2.カルボン酸エステルの製造方法本発明のカルボン酸エステルの製造方法は、本発明組触媒と酸素の存在下に、アルデヒドとアルコールを反応させることを特徴とする。
【0042】上記アルデヒドとしては、例えばホルムアルデヒド、アセトアルデヒド、プロピオンアルデヒド、イソブチルアルデヒド、グリオキザール、ピルバルデヒド等の炭素数1〜10の脂肪族アルデヒド;アクロレイン、メタクロレイン、クロトンアルデヒド等の炭素数3〜10のα、β−不飽和アルデヒド;ベンズアルデヒド、グリオキザール、p−メトキシベンズアルデヒド、トルアルデヒド、フタルアルデヒド等の炭素数6〜20の芳香族アルデヒド等のほか、これらアルデヒドの誘導体が挙げられる。好ましくは、脂肪族アルデヒド、α、β−不飽和アルデヒド等が使用できる。これらアルデヒドは、1種又は2種以上で用いることができる。

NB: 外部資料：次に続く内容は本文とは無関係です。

PR #252, opened 2012-02-01
Updated about page to accept contributions from plugins

dbradicich:
Simply fires event to capture any changes to the about html that a plugin may want to make


velo:
+1

bdemers:
+1 the change looks fine, just make sure it works with PRO, a

dbradicich:
yes definitely validated with pro, pro simply overrides the getHelpText() method, so the existing use is covered fine

bdemers:
:+1:

On Wed, Feb 1, 2012 at 12:39 PM, Damian Bradicich
reply@reply.github.com
wrote:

【0043】上記アルコールとしては、メタノール、エタノール、イソプロパノール、オクタノール等の炭素数1〜10の脂肪族アルコール;エチレングリコール、ブタンジオール等の炭素数2〜10のジオール;アリルアルコール、メタリルアルコール等の炭素数3〜10の脂肪族不飽和アルコール;ベンジルアルコール等の芳香族アルコール等が挙げられる。好ましくは、炭素数1〜10の脂肪族アルコール等が使用できる。これらアルコールは、1種又は2種以上で用いることができる。

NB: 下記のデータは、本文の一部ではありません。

PR #258, opened 2012-02-02
o [NEXUS-4809] Consume released jetty-testsuite

nabcos:
https://builds.sonatype.org/job/nexus-oss-its-feature/189/
https://builds.sonatype.org/job/nexus-oss-its-feature/192/


adreghiciu:
Just remind you that you will not go through with a SNAPSHOT dependency. So, you will have to make a release to be able to consume it and merge to master.
I do not agree with that, but seems that is the policy lately. In my view, as Tamas says for the projects we control we should be able to use SNAPSHOTS for a finite amount of time so we do not release until we validate it.

bdemers:
+1 pending using a  released version

nabcos:
CI voted sort-of +1 (intermittent failure on lnx, win built ok)

velo:
+1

【0044】本発明の製造方法では、目的とするカルボン酸エステルの種類等によって上記アルデヒド及びアルコールを適宜選択すれば良い。例えば、メチルメタクリレートを合成する場合には、アルデヒドとしてメタクロレイン、アルコールとしてメタノールを用いれば良い。

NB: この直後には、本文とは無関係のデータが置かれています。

PR #268, opened 2012-02-02
Update to app-lifecycle 1.6

jdillon:


cstamas:
:beer:

nabcos:
+1

velo:
Are we sure that is safe just a week before release?

+1 after CI says it is all OK

bdemers:
+1

jdillon:
@velo This is a fairly safe change.  Currently nexus-oss uses version 1.5, and nexus-pro uses 1.4, 1.6 only adds additional configuration for pluginName, pluginDescription and pluginSiteUrl.

PR #269, opened 2012-02-02
Improved logging of task failures.

cstamas:
- Raised level to WARN as we deal with an unexpected failure
- by default, we show exception message only, but if logger in DEBUG mode, we spit all of the stack trace


cstamas:
Related to:
https://issues.sonatype.org/browse/INSIGHT-2188

bentmann:
+1, thanks

mah0526:
+1

nabcos:
+1

PR #276, opened 2012-02-06
Fixed gitattributes for text files of test repositories which are to be ...

bentmann:
...treated as binary as otherwise checksum errors will occur (on Windows)


velo:
+1

nabcos:
+1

【0045】アルデヒドとアルコールとの反応割合は特に限定されないが、アルデヒド/アルコールのモル比で10〜1/200程度が好ましく、特に1/2〜1/50の範囲がより好ましい。上記範囲内であれば、より効率的にカルボン酸エステルを合成することが可能になる。
【0046】本発明では、アルデヒドとアルコールとの反応を本発明組成物からなる触媒と酸素(分子状酸素)の存在下に行う。
【0047】上記反応は、液相反応、気相反応等のいずれであっても良い。酸素(酸素ガス)は、窒素ガス、アルゴンガス、ヘリウムガス、二酸化炭素ガス等の不活性ガスで希釈されていても良い。また、酸素は、空気を用いることもできる。酸素の反応系への供給方法は特に限定されず、公知の方法を適用できる。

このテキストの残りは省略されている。